PNC is ideal for students with strong quantitative backgrounds who want to apply those skills to neuroscience research.
The graduate program at the Center for Neuroscience at the University of Pittsburgh trains students broadly in neuroscience. It is best suited for students with strong backgrounds in biological sciences or students from quantitative fields such as computer science, math, physics or statistics and data science, who are interested in a biologically focused neuroscience program.
In contrast, the PNC is designed for students who want to apply quantitative and theoretical methods to neuroscience research. PNC emphasizes computational approaches and is ideal for students with strong analytical skills who desire training in the application of quantitative and theoretical approaches to problems in neuroscience.
PNC/Machine Learning Joint Program
The program consists of the following core activities:
- The requirements for the Ph.D. in Machine Learning
- The four core course requirement of the Ph.D. in Neural Computation
- Exposure to experimental approaches through rotations or thesis research
- A roughly semester-long project to satisfy the PNC first-year research requirement and the first of the MLD speaking skills requirements
- A year-long project that would satisfy both the PNC second-year research requirement and the MLD Data Analysis Project requirements
- Training in teaching, scientific presentations and responsible conduct of research
- Successful defense of a Ph.D. thesis on a neuroscientific topic; if there is a single advisor, that person should be both a PNC training faculty member and affiliated with MLD; otherwise, the student may two co-advisors who, between them, have PNC and MLD affiliations.

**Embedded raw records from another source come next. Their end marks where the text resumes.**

PR #694, opened 2022-06-24
Add support for null values to AnyMap

pelliott-mathworks:
rapidjson supports null values but AnyMap did not. This change adds support for null values to the AnyMap class. Signed-off-by: The MathWorks, Inc. <pelliott@mathworks.com>

### DIFF
--- a/framework/include/cppmicroservices/AnyMap.h
+++ b/framework/include/cppmicroservices/AnyMap.h
@@ -28,6 +28,22 @@
 #include <string>
 #include <unordered_map>
 
+/* rapidjson supports null values in a .json file. The AnyMap class does not support null values. 
+ * A value saved in the AnyMap must have a valid type and null is not a valid type. The NullValue 
+ * object allows us to save a null value in the AnyMap. 
+ */
+namespace cppmicroservices {
+  struct NullValue
+  {
+    std::string ToString() { return ""; };
+    friend std::ostream& operator<<(std::ostream& os, const NullValue& nv)
+    {
+      return os << ""
+                << "\n";
+    }
+  };
+}
+
 namespace cppmicroservices {
 
 namespace detail {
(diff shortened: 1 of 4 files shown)


framework/include/cppmicroservices/AnyMap.h
```diff
@@ -28,6 +28,22 @@
 #include <string>
 #include <unordered_map>
 
+/* rapidjson supports null values in a .json file. The AnyMap class does not support null values. 
+ * A value saved in the AnyMap must have a valid type and null is not a valid type. The NullValue 
+ * object allows us to save a null value in the AnyMap. 
+ */
+namespace cppmicroservices {
+  struct NullValue
```
jeffdiclemente, line 36: should we have a function in the `Any` class to test is an `Any` is `NullValue`?

Currently, I don't think `Any::Empty()` and `Any::ToJSON()` are in alignment with this new concept of `NullValue`. There might also be other `Any` member functions which are not consistent with `NullValue`.

```
  /**
   * returns true if the Any is empty
   */
  bool Empty() const { return !_content; }


  /**
   * Returns a JSON representation for the content.
   *
   * Custom types should specialize the any_value_to_json template function for meaningful output.
   * The values of increment and indent are passed around to be able to be used for nicer
   * formatting. The code that makes use of this is in the any_value_to_json specializations for the
   * various containers.
   *
   * To get pretty output, simply pass a value greater than zero in as the first argument of ToJSON
   * and the rest of the code will take care of things.
   *
   * @param increment The amount of extra indentation to add for each level of JSON. An increment of
   *                  zero indicates no special formatting
   * @param indent    The current amount of indent to apply to the current line. 
   */
  std::string ToJSON(const uint8_t increment, const int32_t indent) const
  {
    return Empty() ? "null" : _content->ToJSON(increment, indent);
  }
```

pelliott-mathworks: Do you think Empty should return true if the value is null?

achristoforides (approved):

jeffdiclemente (changes requested):
I would like to see test coverage for `NullValue` within the core framework's unit tests, i.e. within framework\test\gtest\AnyTest.cpp. Take a look at the existing tests in here for guidance on what to test. off the top of my head, testing Any::Type() for `NullValue` should be done.

carneyweb (approved):

PR #695, opened 2022-06-27
Remove manual ref counting for BundleResource

achristoforides:

### DIFF
--- a/framework/src/bundle/BundleResource.cpp
+++ b/framework/src/bundle/BundleResource.cpp
@@ -129,13 +129,6 @@ void BundleResource::InitializeChildren()
   }
 }
 
-BundleResource& BundleResource::operator=(const BundleResource& resource)
-{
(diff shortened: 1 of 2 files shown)


framework/src/bundle/BundleResource.cpp
```diff
@@ -137,20 +129,9 @@ void BundleResource::InitializeChildren()
...
 {
-  BundleResourcePrivate* curr_d = d;
   d = resource.d;
-  ++d->ref;
-
-  if (!--curr_d->ref)
-    delete curr_d;
 
   return *this;
 }
```
jeffdiclemente, line 137: can the copy assignment operator be `=default`? I don't think we need a user-defined implementation for this now.

pelliott-mathworks (approved):

jeffdiclemente (approved):

PR #697, opened 2022-07-01
Disable code signing for bundle with no c++ code

achristoforides:
- Without this, cannot build on ARM macOS machines

### DIFF
--- a/framework/test/bundles/libTestModuleWithEmbeddedZip/CMakeLists.txt
+++ b/framework/test/bundles/libTestModuleWithEmbeddedZip/CMakeLists.txt
@@ -12,6 +12,11 @@ set(_srcs foo.cpp)
 
 add_library(${PROJECT_NAME} ${_srcs})
 
+set_target_properties(${PROJECT_NAME}
+  PROPERTIES
+  XCODE_ATTRIBUTE_CODE_SIGN_IDENTITY ""
+)
+
 if(CMAKE_CROSSCOMPILING)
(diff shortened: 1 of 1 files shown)


framework/test/bundles/libTestModuleWithEmbeddedZip/CMakeLists.txt
```diff
@@ -12,6 +12,11 @@ set(_srcs foo.cpp)
 
 add_library(${PROJECT_NAME} ${_srcs})
 
+set_target_properties(${PROJECT_NAME}
+  PROPERTIES
+  XCODE_ATTRIBUTE_CODE_SIGN_IDENTITY ""
+)
```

In order to apply to a Joint ML PhD degree, a student must already be enrolled in one of the participating PhD programs in Machine Learning, Statistics, PNC, Heinz or SDS.
Before applying, a student must meet the following MLD requirements (in addition to any requirements from the other relevant Department):
- Take 10715, 36705, 10716 and earn at least a grade of A- in your first attempt to take each course. Letter grades are required. (Students who took courses before June 2023, will be Grandfathered in under the previous of B+ for the courses already taken.)
- Identify a MLD Core Faculty member who agrees to serve as their MLD mentor.
Applications must be submitted by May 31st.
The coursework is designed to ensure that students are well trained in neuroscience and that they also receive in-depth training in a set of quantitative approaches relevant to the field of neural computation. Students will complete the PNC and ML course requirements as outlined below.
A typical student will take 2-3 courses per term in their first year and complete all coursework by the end of their third year in the program. Because of differences in background and educational goals, course requirements for each student in the program will be adapted to their individual needs.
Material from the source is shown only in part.